Between 50 and 180 km from the mouth, the fjord bed is relatively flat. Almost all side fjords form hanging valleys to the main fjord. For example, the mouth of the Fjærlandsfjord is well over 400 meters deep, while the main fjord is close to 1,200 meters deep just outside the mouth. Vadheimfjord's mouth is 400 meters deep, here the greatest depth is over 1300 m. Ikjefjord's mouth is only 50 meters deep close to where the main fjord is at its deepest. In large parts of the fjord, it is "abruptly deep" in that the steep mountain sides continue just as steeply underwater.
In contrast to a number of other fjords, not every single part of the Sognefjord has its own name.
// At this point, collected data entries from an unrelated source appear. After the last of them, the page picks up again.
PR #358, opened 2026-07-31
Issue #237: Removed the last unit test from ViolationMarkerRecipeTest

MonuChaudhary14:
Issue #237


src/main/java/org/checkstyle/autofix/marker/ViolationMarkerRecipe.java
```diff
@@ -308,7 +308,8 @@ public J.CompilationUnit visitCompilationUnit(
                         result = result.withMarkers(result.getMarkers().add(marker));
                     }
                 }
-                result = result.withMarkers(result.getMarkers().add(APPLIED_MARKER));
+                final MarkersApplied markerToAdd = APPLIED_MARKER.withId(APPLIED_MARKER.getId());
```
sabaka: @MonuChaudhary14 could you explain what's going on here? Not sure I understand it.

MonuChaudhary14: When i removed the unit test, there are two mutations which are surviving

```
  <mutation unstable="false">
    <sourceFile>ViolationMarkerRecipe.java</sourceFile>
    <mutatedClass>org.checkstyle.autofix.marker.ViolationMarkerRecipe$MarkersApplied</mutatedClass>
    <mutatedMethod>getId</mutatedMethod>
    <mutator>org.pitest.mutationtest.engine.gregor.mutators.returns.NullReturnValsMutator</mutator>
    <description>replaced return value with null for org/checkstyle/autofix/marker/ViolationMarkerRecipe$MarkersApplied::getId</description>
    <lineContent>return id;</lineContent>
  </mutation>

  <mutation unstable="false">
    <sourceFile>ViolationMarkerRecipe.java</sourceFile>
    <mutatedClass>org.checkstyle.autofix.marker.ViolationMarkerRecipe$MarkersApplied</mutatedClass>
    <mutatedMethod>withId</mutatedMethod>
    <mutator>org.pitest.mutationtest.engine.gregor.mutators.returns.NullReturnValsMutator</mutator>
    <description>replaced return value with null for org/checkstyle/autofix/marker/ViolationMarkerRecipe$MarkersApplied::withId</description>
    <lineContent>return (M) new MarkersApplied(uuid);</lineContent>
  </mutation>
  ```
  
To kill these, i forced the recipe to use those methods
  
1. Killing the getId() Null Return Mutation:
Pitest modifies getId() so it always returns null

I changed the code to read the ID before adding the marker: 
`final MarkersApplied markerToAdd = APPLIED_MARKER.withId(APPLIED_MARKER.getId());`

If PITest mutates getId() to return null, the code effectively does APPLIED_MARKER.withId(null).
A marker with a null ID is attached to the tree
In AbstractRecipeTestSupport, the new validation runs:
`Assertions.assertNotNull(marker.getId(), "MarkersApplied ID must not be null");`
The assertion sees the null ID and fails the test and mutation Killed

2. Killing the withId() Null Return Mutation:
Pitest modifies withId() so it always returns null

If Pitest mutates withId() to return null, then the new code 
`APPLIED_MARKER.withId() resolves to null`
The recipe attempts to add null to the AST's markers list
In AbstractRecipeTestSupport, the new validation runs: 
`Assertions.assertTrue(hasMarkersApplied, "MarkersApplied must be present");`
Because null was added instead of the actual marker, the marker is missing from the tree
The assertion fails and mutation Killed

Comment (sabaka) [reply src/main/java/org/checkstyle/autofix/marker/ViolationMarkerRecipe.java]: Do you mind getting me a link to pit report before this changes please?

Comment (MonuChaudhary14) [reply src/main/java/org/checkstyle/autofix/marker/ViolationMarkerRecipe.java]: Should i open a dummy PR to show the pit report, after removing the unit test

Comment (MonuChaudhary14) [reply src/main/java/org/checkstyle/autofix/marker/ViolationMarkerRecipe.java]: Do you want this :
https://github.com/checkstyle/checkstyle-openrewrite-recipes/actions/runs/30440113562/job/90537139641

This is the pit report link for the previous commit: https://github.com/checkstyle/checkstyle-openrewrite-recipes/pull/351

**Comment by MonuChaudhary14** [comment]
@sabaka 

Ping

File: src/main/java/org/checkstyle/autofix/marker/ViolationMarkerRecipe.java (hunk 1 above)
Comment (rdiachenko) [reply src/main/java/org/checkstyle/autofix/marker/ViolationMarkerRecipe.java]: @MonuChaudhary14 the changes in this PR look like a hack. We need a proper fix. Please think whether we actually need `MarkersApplied`, and what it takes to simplify the logic by removing it?

Comment (MonuChaudhary14) [reply src/main/java/org/checkstyle/autofix/marker/ViolationMarkerRecipe.java]: @rdiachenko 

I have two ways, 
First one:
I tried to make MarkerVisitor inherently idempotent by checking individual nodes. Before adding a CheckstyleViolationMarker to an AST node (like J.Switch or J.Import), the recipe would check if that specific node already had a violation marker.

But it failed, because OpenRewrite runs multiple recipes in a cycle. ViolationMarkerRecipe runs first, adding markers to nodes. Then, other downstream recipes run. Recipes like UseEnhancedSwitch often replace entire AST nodes with new ones (e.g., replacing J.Switch with J.SwitchExpression). When OpenRewrite starts Cycle 2, our recipe runs again. It inspects the new J.SwitchExpression node, sees that it lacks a CheckstyleViolationMarker (because it's a new node created by another recipe), and re-adds the marker. This causes a change in Cycle 2, failing the test.

Second one:
Since ViolationMarkerRecipe extends ScanningRecipe<Accumulator>, I tried to store the state in the accumulator itself. I added a Set<Path> processedFiles to the Accumulator. In Cycle 1, I add the file to the set. In Cycle 2, I check the set and skip processing

It also failed because:
Between cycles, OpenRewrite isolates state by calling clone() on the ScanningRecipe
The clone() implementation generates a brand new UUID for the recipe's accumulator message key. When Cycle 2 starts, getAccumulator() is called. Because the UUID changed, it creates a brand new, empty Accumulator. The state from Cycle 1 is lost, and the recipe re-adds all markers, causing a 2-cycle failure

Comment (sabaka) [reply src/main/java/org/checkstyle/autofix/marker/ViolationMarkerRecipe.java]: @MonuChaudhary14 @rdiachenko well, one of the obvious options would be to make the record package private and test independently the same way as `CheckstyleViolationMarker` is tested just to get unblocked. Also isn't great, but doesn't pollute the logic with weird id swaps at least.
Alternatively, can we get rid of the marker and store something in the execution context? Something like this:
```java
         private static final String MARKED_FILES =
            "org.checkstyle.autofix.marker.ViolationMarkerRecipe.markedFiles";
        @Override
        public J.CompilationUnit visitCompilationUnit(
                J.CompilationUnit compUnit, ExecutionContext executionContext) {
            final Set<Path> markedFiles = executionContext.computeMessageIfAbsent(
                    MARKED_FILES, key -> ConcurrentHashMap.newKeySet());

            J.CompilationUnit result = compUnit;
            if (markedFiles.add(compUnit.getSourcePath())) {
                fileMarkers = acc.getByFile(compUnit.getSourcePath());
                result = super.visitCompilationUnit(compUnit, executionContext);

                final List<CheckstyleViolationMarker> markers = fileMarkers.get(result.getId());
                if (markers != null) {
                    for (CheckstyleViolationMarker marker : markers) {
                        result = result.withMarkers(result.getMarkers().add(marker));
                    }
                }
            }
            return result;
        }
```
Or this won't work?

MonuChaudhary14: @rdiachenko @sabaka 

I found a solution. `Please let me know whether this approach will work for you`

Currently, the code is modifying the LST by attaching the invisible `MarkersApplied` object to files, just to remember that ViolationMarkerRecipe had already processed them.

New Approach:
We can have ViolationMarkerRecipe remember which files it has seen in memory, without touching the LST

```
private final Set<Path> processedFiles = ConcurrentHashMap.newKeySet();
```

When the recipe processes a file in Cycle 1, it adds the file's path to this Set. If OpenRewrite triggers Cycle 2 and asks the recipe to process the same file again, the recipe checks the Set, sees the file is already there, and immediately skips it

While tesing, i found that , OpenRewrite's RecipeScheduler was calling CheckstyleAutoFix.getRecipeList() at the beginning of every single cycle

Because it returned a brand new instance of ViolationMarkerRecipe on Cycle 2, that new instance will have a completely empty processedFiles Set.It had forgotten all the files it processed in Cycle 1, so it processed them all over again, modifying the LST and causing an infinite loop

To solve this, we can introduce, cachedRecipeList to CheckstyleAutoFix. We can change the method so it only creates the recipes once

In Cycle 2, OpenRewrite gets the exact same ViolationMarkerRecipe instance that ran in Cycle 1
Because it is the same instance, its processedFiles Set is still intact

It successfully remembers the files it already processed, skips them, and the cycle safely stabilizes

As a massive bonus, we completely eliminated the performance penalty of repeatedly re-reading and re-parsing the Checkstyle XML report from the hard drive on every single cycle

MonuChaudhary14: @sabaka 

I think mine is similar to yours, but you have made it much cleaner by adding the set in ExecutionContext

i will soon provide the changes

src/main/java/org/checkstyle/autofix/marker/ViolationMarkerRecipe.java
```diff
@@ -135,14 +145,16 @@ private void processFileViolations(J.CompilationUnit compilationUnit, Path sourc
             printer.visit(compilationUnit, capture.append(""), rootCursor);
 
             final Map<UUID, List<CheckstyleViolationMarker>> markersToAdd = new HashMap<>();
-            for (CheckstyleViolation violation : fileViolations) {
+            final Iterator<CheckstyleViolation> iterator = fileViolations.iterator();
+            do {
+                final CheckstyleViolation violation = iterator.next();
```
illialean, line 150: Why expicit iterator over foreach?

src/main/java/org/checkstyle/autofix/marker/ViolationMarkerRecipe.java
```diff
@@ -112,13 +114,21 @@ private final class ScannerVisitor extends JavaIsoVisitor<ExecutionContext> {
         @Override
         public J.CompilationUnit visitCompilationUnit(J.CompilationUnit compUnit,
                                                       ExecutionContext executionContext) {
+            final Set<Path> processedFiles = executionContext.computeMessageIfAbsent(
+                    MARKED_FILES, key -> ConcurrentHashMap.newKeySet());
             final Path sourcePath = compUnit.getSourcePath();
-            final List<CheckstyleViolation> fileViolations = violations.stream()
-                    .filter(violation -> violation.getFilePath().endsWith(sourcePath))
-                    .toList();
+            final J.CompilationUnit result = compUnit;
```
illialean: you don't really need this variable, it's the same as comUnit without any modifications

illialean (commented):
Other than iterator and unnecessary variable looks good

sabaka:
Sorry, sent comments from the wrong account 🤦

src/main/java/org/checkstyle/autofix/marker/ViolationMarkerRecipe.java
MonuChaudhary14: This was done to avoid the mutation
In this we are not checking `isEmpty()` and calls `iterator.next()` unconditionally at least once any mutation that removes if (!fileViolations.isEmpty()) check will cause to throw a NoSuchElementException

src/main/java/org/checkstyle/autofix/marker/ViolationMarkerRecipe.java
MonuChaudhary14: thanks for pointing out, i have removedn that

Issue #365, opened 2026-08-04
Implement recipe for AvoidStaticImport


MonuChaudhary14:
# Description
Check: hhttps://checkstyle.sourceforge.io/checks/imports/avoidstaticimport.html
Check core OpenRewrite repository and reuse existing recipes if present.
Update README with the recipe link and notes about coverage if needed.

PR #366, opened 2026-08-04
Issue #365: Implemented the recipe for AvoidStaticImport

MonuChaudhary14:
Issue #365


MonuChaudhary14:
There is still a changes needed, there are a lot of bugs, which are causing the kafka report to fail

Only the outermost part has its own name - Sognesjøen . However, there are many fjord arms. From west to east these are:
Sognesjøen
Straumsfjorden
Bjørnefjorden
Nessefjord
The Sognefjord
Lifjorden
Bøfjorden
The Risnefjord
The Ikjefjord
Vadheimsfjorden
Fuglsetfjorden
Høyangsfjorden
Lånefjorden
The Finnafjord
The Arnafjord
The Inner Fjord
Framfjorden
Vikbukti
The Esefjord
Fjærlandsfjorden
The Vetlefjord
Sværefjorden
The Norafjord
Sogndalsfjorden
Barsnes Fjord
The Eidsfjord
Aurlandsfjorden
The Nærøyfjord
Amla Bay
Lærdalsfjorden
Årdalsfjorden
The Lustrafjord
The Gaupnefjord
Climate and fresh water
The fjord colored by meltwater from the glacier.
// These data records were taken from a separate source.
PR #374, opened 2026-08-10
Issue #376: Refractored CheckstyleViolationMarker to use specific typed markers

MonuChaudhary14:
Issue #376


MonuChaudhary14:
@rdiachenko 
Please check this

rdiachenko (commented):
1. Let's convert `CheckstyleViolationMarker` to interface, something like this:
```java
  public interface CheckstyleViolationMarker extends Marker {

      UUID id();

      CheckstyleViolation violation();

      @Override
      default UUID getId() {
          return id();
      }

      @Override
      @SuppressWarnings("unchecked")
      default <M extends Marker> M withId(UUID newId) {
          return (M) MarkerRegistry.create(newId, violation());
      }
  }
```

2. Every check marker becomes:
```java
  public record FinalLocalVariableMarker(UUID id, CheckstyleViolation violation)
          implements CheckstyleViolationMarker {
  }
```

3. Let's move `MARKER_FACTORIES` related logic into `MarkerRegistry` as registry and reuse it in both `ViolationMarkerRecipe` and the default `withId` above:
```java
  private static final Map<CheckFullName, BiFunction<UUID, CheckstyleViolation,
          CheckstyleViolationMarker>> FACTORIES = new EnumMap<>(CheckFullName.class);
```

4. Yes, recipes become one liners:
```java
return variable.getMarkers().findFirst(FinalLocalVariableMarker.class).isPresent();
```

**Note:** if it's easier, let's apply this for all recipes as a single atomic change, if the migration and split onto multiple PRs creates more work.

MonuChaudhary14:
@rdiachenko 

Please check these changes
i am also trying to kill the marker mutations, will update you soon

README.md
```diff
@@ -147,7 +147,7 @@ This table tracks the auto-fix support status of OpenRewrite recipes for each Ch
 | 🔴     | [`MatchXpath`](https://checkstyle.sourceforge.io/checks/coding/matchxpath.html#MatchXpath)                               |           | Context-dependent XPath violations |
 | 🔴     | [`MissingCtor`](https://checkstyle.sourceforge.io/checks/coding/missingctor.html#MissingCtor)                             |           | Add explicit constructor |
 | 🟢     | [`MissingNullCaseInSwitch`](https://checkstyle.sourceforge.io/checks/coding/missingnullcaseinswitch.html#MissingNullCaseInSwitch) | `TBD`           |                |
-| 🟢     | [`MissingSwitchDefault`](https://checkstyle.sourceforge.io/checks/coding/missingswitchdefault.html#MissingSwitchDefault)   | `org.checkstyle.autofix.recipe.MissingSwitchDefault` |                |
+| 🟢     | [`MissingSwitchDefault`](https://checkstyle.sourceforge.io/checks/coding/missingswitchdefault.html#MissingSwitchDefault)   | [`MissingSwitchDefault`](https://github.com/checkstyle/checkstyle-openrewrite-recipes/blob/main/src/main/java/org/checkstyle/autofix/recipe/MissingSwitchDefault.java) |                |
```
MonuChaudhary14, line 150: In the previous recipe implementation (MissingSwitchDefault), i by mistake added the wrong test in url
This is the reason for this change

MonuChaudhary14:
@rdiachenko 

This PR is done, you can check it now

src/main/java/org/checkstyle/autofix/marker/ViolationMarkerRecipe.java
```diff
@@ -153,14 +154,20 @@ private Map<UUID, List<CheckstyleViolationMarker>> findSmallestNode(
...
+                                new ArrayList<>(List.of(marker));
                         return Map.of(targetId, markerList);
                     })
                     .orElseGet(Collections::emptyMap);
         }
 
+        private CheckstyleViolationMarker createMarker(CheckstyleViolation violation) {
+            final CheckstyleViolationMarker marker =
+                    MarkerRegistry.create(Tree.randomId(), violation);
+            return marker.withId(marker.getId());
```
rdiachenko: why do we need to call `withId` and can't return just `marker`?

config/pitest-recipe-2-suppressions.xml
```diff
@@ -1,12 +1,3 @@
 <?xml version="1.0" encoding="UTF-8"?>
 <suppressedMutations>
-  <!-- Cannot be killed by integration tests until a second recipe lands a marker on this node type. See issue #236 -->
-  <mutation unstable="false">
-    <sourceFile>AnnotationOnSameLine.java</sourceFile>
-    <mutatedClass>org.checkstyle.autofix.recipe.AnnotationOnSameLine$AnnotationModifierVisitor</mutatedClass>
-    <mutatedMethod>lambda$hasMarker$0</mutatedMethod>
-    <mutator>org.pitest.mutationtest.engine.gregor.mutators.returns.BooleanTrueReturnValsMutator</mutator>
-    <description>replaced boolean return with true for org/checkstyle/autofix/recipe/AnnotationOnSameLine$AnnotationModifierVisitor::lambda$hasMarker$0</description>
-    <lineContent>.anyMatch(marker -&gt; marker.isFor(CheckFullName.ANNOTATION_ON_SAME_LINE));</lineContent>
```
rdiachenko, line 10: could you confirm we fixed all such mutations by this approach?

rdiachenko (commented):
nice! we still have duplication, since each new recipe now requires a corresponding marker type, but it a very good step forward to kill mutations and not depend on multiple recipes covering same node to kill it.

few notes below

src/main/java/org/checkstyle/autofix/marker/ViolationMarkerRecipe.java
MonuChaudhary14: thank you for pointing out, i updated it with 

```
        private CheckstyleViolationMarker createMarker(CheckstyleViolation violation) {
            return MarkerRegistry.create(Tree.randomId(), violation);
        }
```

config/pitest-recipe-2-suppressions.xml
MonuChaudhary14: yes, all the mutations are killed now, with these

for this you can check 

[src/test/resources/org/checkstyle/autofix/recipe/emptystatement/illegaltoken/DiffIllegalToken.diff](https://github.com/checkstyle/checkstyle-openrewrite-recipes/pull/374/changes#diff-f42dd515649aa61e5ff2c5679baed86d9dbc4c5022c5ff58c6c0ca981475d3faL1)

i have deleted this file, because it uses illegalToken recipe, used to kill. the mutation of EmptyStatement

rdiachenko (approved):
lgtm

Terrain formations and distance to the sea lead to great variations in climate along the fjord. The outer part has a mild and humid coastal climate, while the innermost part has an inland climate with cold and dry winters.
The amount of precipitation decreases strongly inwards into the fjord. Lærdal lies in the rain shadow and has very little rainfall, while west-facing slopes further out have a lot of rainfall and there the rainfall often increases with altitude. Brekke and Takle in Ytre Parish are among the places in Norway with the most rainfall. North of the Sognefjord lies the Jostedalsbreen, Norway's largest glacier, and parts of the meltwater drain into the Sognefjord. Wind conditions are strongly influenced by terrain formations. In winter, the dominant wind direction is out the fjord or out the side valleys in the form of so-called downwinds . Fall winds can be very strong and have a major impact on cooling and icing. The slopes and valleys along the inner parts of the fjord have a partially mild climate and are fertile, which makes the area suitable for growing fruit and berries, among other things. The slopes along the fjord partly have large conifer forests, including in the roadless area of Frønningen .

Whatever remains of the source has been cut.